気がつくと夜の十一時。いつもより早いが今日は他に考えることもできてしまい、早めに家に帰ることにした。
「じゃあねーバイバイ」
「お幸せにーーー」
「うるさいし。バイバイ」
みんなそれぞれに色々と恋愛をしてるようだった。私の恋愛は正しいのか間違っているのか、自転車を漕ぎながらしばらく考えていたが答えはわからない。
『おやすみ、チュッ』
聖也からだ。ショックだった。本当にもう寝てしまうのだろうか。それとも・・・。
さみしくてしたまらなかった。家に着くと、
「お風呂沸いてるわよー」
「シャワーでいいや」
「やーねー・・・」
ボソボソと母親の声が聞こえたが、私は部屋のドアをバタンと閉めて、樹里にメールを打つ。
『え?聖也って今も彼女いるの?知らなかった』
『なんとなくそんな噂を聞いただけ』
返す言葉が見つからない。色々な考えが浮かぶ。想像力が今までに無く掻きたてられ、私にはひとつの想像が浮かぶ。もしかすると、ヤスが冷たかったのは別れたかったからなのかも知れない。私から別れを切り出させたくて、聖也に私を落とすように頼んだのかも知れない。一度考えてしまうと、全てがそう思えてくる。聖也のおでこにあった傷は、ヤスにつけられた傷なのか。そう考えると全て辻褄が合ってくる。頭をブルンと振る。まーいいか。ダメなら他を探せばいいんだから。そんな、今までのような考えと、今回は違うんだ、という思いとがある。聖也とはずっと友達でいたかった。付き合うことが無くても、ずっと何でも分かり合える友達でいたかった。それでも、気づいてみたら私は、聖也の事など何ひとつ知らなかったのかもしれない。
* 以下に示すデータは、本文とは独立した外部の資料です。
PR #713, opened 2022-02-22
Clear MFA validation errors when MFA is disabled

jhuleatt:


src/components/Auth/api.ts
```diff
@@ -54,8 +55,34 @@ export default class AuthApi extends RestApi {
...
+    const tenants = await this.fetchTenants();
+    const tenantDeletes = tenants.map(({ tenantId }) => {
+      return this.deleteRequest(
+        `${this.baseEmulatorUrl}/tenants/${tenantId}/accounts`
+      );
+    });
+    deletePromises.concat(tenantDeletes);
+
+    await Promise.all(deletePromises);
+    return [];
```
yuchenshi, line 74: nit: don't return this and just change function signature to return `Promise<void>`

yuchenshi (approved):

PR #717, opened 2022-02-24
Add basic API to fetch list of installed extensions

tjlav5:


src/components/Extensions/models.ts
```diff
@@ -14,29 +14,49 @@
  * limitations under the License.
  */
 
-export type ExtensionName = `publishers/${string}/extensions/${string}`;
+// TODO(tjlav5): re-enable name-types when new babel version lands
```
NothingEverHappens, line 17: is there a bug or an issue for that?

NothingEverHappens (approved):

src/components/Extensions/models.ts
tjlav5: I couldn't find an exact bug, but I found this: https://github.com/facebook/jest/issues/11022. And it seems like CRA is really the issue here since it include the dep on babel. I think once we upgrade CRA to 5, we should be OK

PR #719, opened 2022-02-25
Add an empty extension route

NothingEverHappens:


tjlav5:
Is this safe to drop?

PR #727, opened 2022-03-15
Fix storage emulator tests

tonyjhuang:
Since https://github.com/firebase/firebase-tools/pull/3647 was merged, the list endpoint now exhibits different (more correct) behavior than what the integration tests in this repo was testing against. This PR fixes the assertions in the integration tests to match the new live version of the storage
 emulator.

Note: https://github.com/firebase/firebase-tools/pull/3647 introduces a new visual bug in the emulator wherein zero-byte files that denote empty folders are now shown in the file browser. 

Screen Shot 2022-03-16 at 9 20 21 PM

The behavior of the storage emulator is correct in this case, but the view logic of the UI needs to filter out these files before rendering. Files https://github.com/firebase/firebase-tools-ui/issues/728 to track.

### DIFF
--- a/src/components/Storage/Card/Table/Header/StorageHeader/CreateFolder/CreateFolder.test.tsx
+++ b/src/components/Storage/Card/Table/Header/StorageHeader/CreateFolder/CreateFolder.test.tsx
@@ -25,7 +25,7 @@ import { renderWithStorage } from '../../../../../testing/renderWithStorage';
 import { CreateFolder } from './CreateFolder';
 
 describe('CreateFolder', () => {
-  it.skip('opens folder dialog and then creates folder', async () => {
+  it('opens folder dialog and then creates folder', async () => {
     const {
       getByLabelText,
       getByText,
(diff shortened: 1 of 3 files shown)


src/components/Storage/Card/Table/Header/StorageHeader/CreateFolder/CreateFolder.test.tsx
```diff
@@ -25,7 +25,7 @@ import { renderWithStorage } from '../../../../../testing/renderWithStorage';
 import { CreateFolder } from './CreateFolder';
 
 describe('CreateFolder', () => {
-  it('opens folder dialog and then creates folder', async () => {
+  it.skip('opens folder dialog and then creates folder', async () => {
```
yuchenshi, line 28: please add a comment

yuchenshi (approved):
Approved, but other tests still seem flaky on CI

src/components/Storage/Card/Table/Header/StorageHeader/CreateFolder/CreateFolder.test.tsx
tonyjhuang: No longer skipping this test.

abhis3 (approved):
LGTM

yuchenshi (approved):

PR #617, opened 2018-09-02
Start cleanup of CJSON-related methods

berquist:
The primary change is moving from camelCase to snake_case.


cclib/io/ccio.py
```diff
@@ -148,7 +148,7 @@ def guess_filetype(inputfile):
     return filetype
 
 
-def ccread(source, *args, **kargs):
+def ccread(source, *args, **kwargs):
```
langner: I'd prefer not to use args and kwargs at all, since there's no clear need (we know the max number of arguments, I think). But we can deal with that at a later time.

どんな女の子がタイプで、家に帰ると何をやっているのか。いや、そんな事じゃない。本当の嘘つきなのか?いつも冗談ばかりで、どれが本当でどれが嘘なのかもわからない。彼女いるの?聞きたかったがどうしてもそれを聞くことができない。重い女に思われたくない。聖也が遊びなら、私も遊びだっていい。ただ二人の「仲良し」の関係が壊れる事が嫌なのだ。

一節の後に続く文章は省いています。